DATA >>
%%

PR #99, opened 2015-12-07
Fixes travis by enabling restricted and updates repository

vchuravy:
fglrx is only available in restricted and we probably want a more up to date version.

%%

YOUR ASSIGNMENT >>
Would you please give back all of the material above exactly as it stands?

TASK RESULT >>
PR #99, opened 2015-12-07
Fixes travis by enabling restricted and updates repository

vchuravy:
fglrx is only available in restricted and we probably want a more up to date version.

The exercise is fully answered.